CI.mean per ChatGPT, provides a statistical estimate of the range in which the true mean of the population is likely to fall, based on the sample data. The result, 3.461077e-01, or .346 likely represents that the data set mean is very close to the true population mean.
var is the variance, which per ChatGPT, measures the spread of a set of numbers. A higher variance indicates that the numbers are more spread out from the mean, which seems to be the case: 3.790547e+02, or 379.05. To put it in perspective, the mean is 19.79.
std.dev is the standard deviation: 1.946933e+01, or 19.46. This means that roughly 70 percent of all observations fell between 19.46 months of the mean (19.79). This is clear evidence that this variable does not follow a normal bell curve. This can be observed plainly as a histogram:
hist(waitadopt$`Average Months since Termination of Parental Rights`)
The histogram below shows the dataset along with a “normality” line:
hist(waitadopt$`Average Months since Termination of Parental Rights`,breaks=30,probability = T)
lines(density(waitadopt$`Average Months since Termination of Parental Rights`),col='red',lwd=2)
The code below creates a new dataset called “avgmolog,” with a new variable called “log_avgmo”, which calculates the log of each observation into a new column. Secondly, it creates a new table including only the log values, titled “totavgmolog”. Finally, a pastecs analysis is included below:
avgmolog <- waitadopt %>%
mutate(log_avgmo = log(waitadopt$`Average Months since Termination of Parental Rights`))

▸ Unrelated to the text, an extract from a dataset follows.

PR #443, opened 2020-10-19
Exclude punctuation from inline tag parse

### LINKED ISSUE #441: exclude punctuation marks from inline tags
Inline tags are convenient compared with metadata, but the current parsing method is not intuitive.

For example, I would naturally write something like this:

totavgmolog <- avgmolog %>%
group_by(avgmolog$log_avgmo) %>%
summarize(count = n())
pastecs::stat.desc(totavgmolog)
## avgmolog$log_avgmo count
## nbr.val 4391.000000 4.391000e+03
## nbr.null 1.000000 0.000000e+00
## nbr.na 0.000000 0.000000e+00
## min -Inf 1.000000e+00
## max 5.198663 2.300000e+01
## range Inf 2.200000e+01
## sum -Inf 1.215800e+04
## median 3.233567 2.000000e+00
## mean -Inf 2.768845e+00
## SE.mean NaN 3.959460e-02
## CI.mean.0.95 NaN 7.762539e-02
## var NaN 6.883913e+00
## std.dev NaN 2.623721e+00
## coef.var NaN 9.475868e-01
The observations changed from 12,158 to 4,391, and there is a value that shows as -Inf, which is an error as a result of calculating log(0). For that reason, the code below changes the values of zero (0) months to 0.01:
avgmolog <- waitadopt %>%
mutate(`Average Months since Termination of Parental Rights` = if_else(`Average Months since Termination of Parental Rights` == 0, 0.01, `Average Months since Termination of Parental Rights`))
The code below runs the log analysis attempted above, but after substituting ‘0’ for ‘0.01’:
avgmolog <- avgmolog %>%
mutate(log_avgmo = log(avgmolog$`Average Months since Termination of Parental Rights`))
totavgmolog <- avgmolog %>%
group_by(avgmolog$log_avgmo) %>%
summarize(count = n())
pastecs::stat.desc(totavgmolog)
## avgmolog$log_avgmo count
## nbr.val 4.391000e+03 4.391000e+03
## nbr.null 1.000000e+00 0.000000e+00
## nbr.na 0.000000e+00 0.000000e+00
## min -4.605170e+00 1.000000e+00
## max 5.198663e+00 2.300000e+01
## range 9.803833e+00 2.200000e+01
## sum 1.334197e+04 1.215800e+04
## median 3.233567e+00 2.000000e+00
## mean 3.038481e+00 2.768845e+00
## SE.mean 1.532816e-02 3.959460e-02
## CI.mean.0.95 3.005093e-02 7.762539e-02
## var 1.031677e+00 6.883913e+00
## std.dev 1.015715e+00 2.623721e+00
## coef.var 3.342837e-01 9.475868e-01
The reason why the observations shrank to 4,391 is because they are grouped in the ‘count’ category which represents the number of children waiting for adoption at the end of the fiscal year. Furthermore, the range changed to 9.8 units, with a minimum value of -4.6, and a maximum value of 5.2. The histogram below shows a better visual representation:
hist(avgmolog$log_avgmo, breaks=30, probability = T)
lines(density(avgmolog$log_avgmo),col='red',lwd=2)
As can be seen above, the curve looks much more like a normal distribution than it did before being transformed to logarithm form.